(Dataset entries)
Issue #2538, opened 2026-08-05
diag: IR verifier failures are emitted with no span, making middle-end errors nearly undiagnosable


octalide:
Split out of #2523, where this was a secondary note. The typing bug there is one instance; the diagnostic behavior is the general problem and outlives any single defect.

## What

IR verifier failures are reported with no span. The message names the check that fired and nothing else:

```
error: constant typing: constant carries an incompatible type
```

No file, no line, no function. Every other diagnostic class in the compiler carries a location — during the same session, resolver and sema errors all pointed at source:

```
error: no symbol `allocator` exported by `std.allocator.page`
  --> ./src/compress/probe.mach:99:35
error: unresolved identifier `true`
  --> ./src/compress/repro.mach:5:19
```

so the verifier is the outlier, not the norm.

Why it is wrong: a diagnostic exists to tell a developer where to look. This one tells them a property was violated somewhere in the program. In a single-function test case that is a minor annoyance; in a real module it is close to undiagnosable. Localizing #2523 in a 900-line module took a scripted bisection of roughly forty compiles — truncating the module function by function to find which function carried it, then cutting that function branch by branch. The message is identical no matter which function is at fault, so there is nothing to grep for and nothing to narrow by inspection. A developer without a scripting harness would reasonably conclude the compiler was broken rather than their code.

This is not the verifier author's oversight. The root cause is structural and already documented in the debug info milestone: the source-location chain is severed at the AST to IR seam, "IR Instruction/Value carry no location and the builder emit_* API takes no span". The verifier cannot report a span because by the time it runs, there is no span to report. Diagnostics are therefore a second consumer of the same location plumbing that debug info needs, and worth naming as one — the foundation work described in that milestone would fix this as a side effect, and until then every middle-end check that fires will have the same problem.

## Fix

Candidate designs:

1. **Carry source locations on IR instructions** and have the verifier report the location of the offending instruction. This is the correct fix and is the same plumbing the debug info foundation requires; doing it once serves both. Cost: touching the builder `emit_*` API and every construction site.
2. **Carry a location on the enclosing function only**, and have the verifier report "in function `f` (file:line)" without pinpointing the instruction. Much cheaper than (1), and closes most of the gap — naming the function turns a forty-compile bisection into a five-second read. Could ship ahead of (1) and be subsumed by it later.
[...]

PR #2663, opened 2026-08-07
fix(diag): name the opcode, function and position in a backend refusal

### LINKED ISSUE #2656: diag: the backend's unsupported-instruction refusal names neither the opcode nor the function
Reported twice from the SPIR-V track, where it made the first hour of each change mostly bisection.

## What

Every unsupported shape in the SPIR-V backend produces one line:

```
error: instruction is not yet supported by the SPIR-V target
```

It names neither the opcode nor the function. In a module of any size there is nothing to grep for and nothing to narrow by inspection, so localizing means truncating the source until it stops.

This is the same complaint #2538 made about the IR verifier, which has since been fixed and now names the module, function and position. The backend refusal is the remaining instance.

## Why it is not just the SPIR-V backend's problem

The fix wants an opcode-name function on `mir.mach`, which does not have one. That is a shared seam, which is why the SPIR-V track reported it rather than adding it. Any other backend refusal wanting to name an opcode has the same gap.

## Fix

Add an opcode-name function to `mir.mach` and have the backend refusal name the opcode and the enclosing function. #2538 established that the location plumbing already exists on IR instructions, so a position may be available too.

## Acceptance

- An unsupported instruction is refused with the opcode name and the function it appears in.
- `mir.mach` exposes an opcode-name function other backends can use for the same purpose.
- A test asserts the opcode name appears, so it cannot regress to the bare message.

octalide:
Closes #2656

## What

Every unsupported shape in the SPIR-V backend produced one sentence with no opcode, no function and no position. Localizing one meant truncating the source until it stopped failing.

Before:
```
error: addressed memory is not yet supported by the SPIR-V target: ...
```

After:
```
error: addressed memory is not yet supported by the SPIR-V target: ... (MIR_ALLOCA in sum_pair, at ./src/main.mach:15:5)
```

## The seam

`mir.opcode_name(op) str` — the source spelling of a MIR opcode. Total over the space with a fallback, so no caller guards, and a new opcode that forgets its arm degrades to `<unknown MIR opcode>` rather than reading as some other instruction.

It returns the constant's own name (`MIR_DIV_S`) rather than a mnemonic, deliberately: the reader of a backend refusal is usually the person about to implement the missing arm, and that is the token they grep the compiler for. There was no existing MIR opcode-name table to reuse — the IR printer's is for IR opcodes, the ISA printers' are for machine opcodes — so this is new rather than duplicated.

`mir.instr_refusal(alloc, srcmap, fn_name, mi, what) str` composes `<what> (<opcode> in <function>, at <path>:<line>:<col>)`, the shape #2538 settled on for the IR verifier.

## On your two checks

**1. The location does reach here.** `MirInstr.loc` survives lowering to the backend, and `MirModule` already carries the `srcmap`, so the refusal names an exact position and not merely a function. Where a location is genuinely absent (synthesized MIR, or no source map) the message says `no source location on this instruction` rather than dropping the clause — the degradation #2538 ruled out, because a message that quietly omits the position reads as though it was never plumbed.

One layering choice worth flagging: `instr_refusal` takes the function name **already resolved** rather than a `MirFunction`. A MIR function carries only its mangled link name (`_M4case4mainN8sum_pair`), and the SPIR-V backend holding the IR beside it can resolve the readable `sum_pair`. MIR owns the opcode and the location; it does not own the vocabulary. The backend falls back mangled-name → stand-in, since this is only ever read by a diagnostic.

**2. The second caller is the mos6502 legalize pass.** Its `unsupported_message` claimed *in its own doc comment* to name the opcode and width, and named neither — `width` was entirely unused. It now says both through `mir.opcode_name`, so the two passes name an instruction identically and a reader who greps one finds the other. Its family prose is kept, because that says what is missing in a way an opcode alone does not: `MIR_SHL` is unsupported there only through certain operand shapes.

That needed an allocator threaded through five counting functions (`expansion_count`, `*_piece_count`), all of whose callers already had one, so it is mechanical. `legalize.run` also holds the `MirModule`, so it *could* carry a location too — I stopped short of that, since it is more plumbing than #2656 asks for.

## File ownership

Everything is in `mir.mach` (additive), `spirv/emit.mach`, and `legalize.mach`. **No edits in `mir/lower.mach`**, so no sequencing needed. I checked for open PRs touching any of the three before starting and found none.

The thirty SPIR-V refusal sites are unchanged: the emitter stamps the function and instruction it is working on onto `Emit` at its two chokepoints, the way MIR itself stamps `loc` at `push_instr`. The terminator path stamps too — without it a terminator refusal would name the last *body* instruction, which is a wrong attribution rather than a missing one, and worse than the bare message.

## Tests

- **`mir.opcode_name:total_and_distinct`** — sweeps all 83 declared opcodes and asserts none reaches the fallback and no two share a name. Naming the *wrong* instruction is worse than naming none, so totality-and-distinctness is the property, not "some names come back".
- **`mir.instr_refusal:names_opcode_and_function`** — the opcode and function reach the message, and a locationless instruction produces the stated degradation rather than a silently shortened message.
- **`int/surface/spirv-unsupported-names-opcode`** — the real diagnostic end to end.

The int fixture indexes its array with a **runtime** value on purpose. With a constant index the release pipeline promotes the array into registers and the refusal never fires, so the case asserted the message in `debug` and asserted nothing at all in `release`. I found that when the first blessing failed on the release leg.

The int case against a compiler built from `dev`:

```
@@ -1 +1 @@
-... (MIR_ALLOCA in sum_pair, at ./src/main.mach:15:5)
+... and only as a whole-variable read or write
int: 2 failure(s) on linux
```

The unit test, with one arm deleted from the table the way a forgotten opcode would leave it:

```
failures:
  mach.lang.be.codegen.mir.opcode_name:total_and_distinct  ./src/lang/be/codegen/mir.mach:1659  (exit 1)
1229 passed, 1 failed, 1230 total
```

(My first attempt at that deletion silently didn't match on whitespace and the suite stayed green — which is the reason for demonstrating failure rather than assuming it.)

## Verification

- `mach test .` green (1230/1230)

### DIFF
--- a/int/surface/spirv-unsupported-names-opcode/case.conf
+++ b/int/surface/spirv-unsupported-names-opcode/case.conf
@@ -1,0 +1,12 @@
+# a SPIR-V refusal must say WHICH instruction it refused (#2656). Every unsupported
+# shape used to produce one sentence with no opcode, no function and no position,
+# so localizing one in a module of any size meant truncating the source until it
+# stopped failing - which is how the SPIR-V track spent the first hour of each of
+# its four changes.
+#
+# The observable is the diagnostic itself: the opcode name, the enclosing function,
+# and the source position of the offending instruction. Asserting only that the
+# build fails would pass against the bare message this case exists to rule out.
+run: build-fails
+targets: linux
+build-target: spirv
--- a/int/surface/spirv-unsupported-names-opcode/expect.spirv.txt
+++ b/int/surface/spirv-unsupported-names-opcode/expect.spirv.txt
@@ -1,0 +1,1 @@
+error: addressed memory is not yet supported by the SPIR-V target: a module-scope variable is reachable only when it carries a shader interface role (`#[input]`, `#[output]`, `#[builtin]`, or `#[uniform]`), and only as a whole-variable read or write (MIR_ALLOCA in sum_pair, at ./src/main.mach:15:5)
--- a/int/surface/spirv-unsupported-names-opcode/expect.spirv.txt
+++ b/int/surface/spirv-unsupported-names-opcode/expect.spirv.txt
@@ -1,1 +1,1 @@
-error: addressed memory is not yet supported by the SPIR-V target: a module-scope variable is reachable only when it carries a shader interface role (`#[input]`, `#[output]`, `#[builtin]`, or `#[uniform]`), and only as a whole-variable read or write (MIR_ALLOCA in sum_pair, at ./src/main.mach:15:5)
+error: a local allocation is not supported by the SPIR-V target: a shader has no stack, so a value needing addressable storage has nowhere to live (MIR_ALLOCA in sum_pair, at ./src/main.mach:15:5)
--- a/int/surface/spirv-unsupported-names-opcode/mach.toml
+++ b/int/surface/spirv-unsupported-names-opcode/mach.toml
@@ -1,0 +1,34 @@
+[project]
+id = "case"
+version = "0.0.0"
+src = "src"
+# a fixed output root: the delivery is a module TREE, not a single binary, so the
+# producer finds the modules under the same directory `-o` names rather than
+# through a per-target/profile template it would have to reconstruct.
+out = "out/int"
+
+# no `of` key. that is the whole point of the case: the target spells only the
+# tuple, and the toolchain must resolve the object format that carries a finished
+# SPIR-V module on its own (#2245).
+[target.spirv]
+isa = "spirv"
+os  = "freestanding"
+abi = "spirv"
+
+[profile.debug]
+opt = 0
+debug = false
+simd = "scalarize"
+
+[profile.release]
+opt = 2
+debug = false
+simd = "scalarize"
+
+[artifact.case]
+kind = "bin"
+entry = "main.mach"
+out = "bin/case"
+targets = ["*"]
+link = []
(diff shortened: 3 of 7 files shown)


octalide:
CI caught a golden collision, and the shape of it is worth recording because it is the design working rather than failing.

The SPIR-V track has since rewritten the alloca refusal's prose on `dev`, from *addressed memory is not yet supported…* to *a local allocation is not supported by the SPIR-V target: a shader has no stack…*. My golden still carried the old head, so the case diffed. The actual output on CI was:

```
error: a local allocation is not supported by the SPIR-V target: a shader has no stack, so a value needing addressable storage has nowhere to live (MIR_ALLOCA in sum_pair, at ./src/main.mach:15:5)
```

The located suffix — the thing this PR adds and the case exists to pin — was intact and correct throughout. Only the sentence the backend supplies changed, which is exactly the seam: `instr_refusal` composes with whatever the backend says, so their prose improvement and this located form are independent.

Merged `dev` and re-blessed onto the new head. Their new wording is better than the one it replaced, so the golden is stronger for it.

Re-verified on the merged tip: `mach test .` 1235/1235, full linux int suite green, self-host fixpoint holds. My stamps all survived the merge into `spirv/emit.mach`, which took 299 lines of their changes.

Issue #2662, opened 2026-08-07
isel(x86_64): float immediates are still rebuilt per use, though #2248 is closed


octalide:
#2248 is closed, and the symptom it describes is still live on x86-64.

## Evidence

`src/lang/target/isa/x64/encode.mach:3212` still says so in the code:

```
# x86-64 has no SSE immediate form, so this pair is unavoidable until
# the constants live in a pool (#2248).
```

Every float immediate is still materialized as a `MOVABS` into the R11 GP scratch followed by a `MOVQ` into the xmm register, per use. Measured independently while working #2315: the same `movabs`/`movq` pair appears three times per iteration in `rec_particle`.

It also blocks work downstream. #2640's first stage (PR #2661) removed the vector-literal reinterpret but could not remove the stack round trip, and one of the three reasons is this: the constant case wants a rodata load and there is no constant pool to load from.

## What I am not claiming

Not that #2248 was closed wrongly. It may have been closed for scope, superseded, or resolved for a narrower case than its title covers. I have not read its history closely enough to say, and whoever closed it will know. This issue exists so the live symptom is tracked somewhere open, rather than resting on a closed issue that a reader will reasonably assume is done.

▶ _ACTION ITEM_: Beginning at the top of the data, please return every line until and including the line containing "so the verifier is the outlier, not the norm.", copied exactly, and nothing past it.

▶ _EXPECTED ANSWER_:
Issue #2538, opened 2026-08-05
diag: IR verifier failures are emitted with no span, making middle-end errors nearly undiagnosable


octalide:
Split out of #2523, where this was a secondary note. The typing bug there is one instance; the diagnostic behavior is the general problem and outlives any single defect.

## What

IR verifier failures are reported with no span. The message names the check that fired and nothing else:

```
error: constant typing: constant carries an incompatible type
```

No file, no line, no function. Every other diagnostic class in the compiler carries a location — during the same session, resolver and sema errors all pointed at source:

```
error: no symbol `allocator` exported by `std.allocator.page`
  --> ./src/compress/probe.mach:99:35
error: unresolved identifier `true`
  --> ./src/compress/repro.mach:5:19
```

so the verifier is the outlier, not the norm.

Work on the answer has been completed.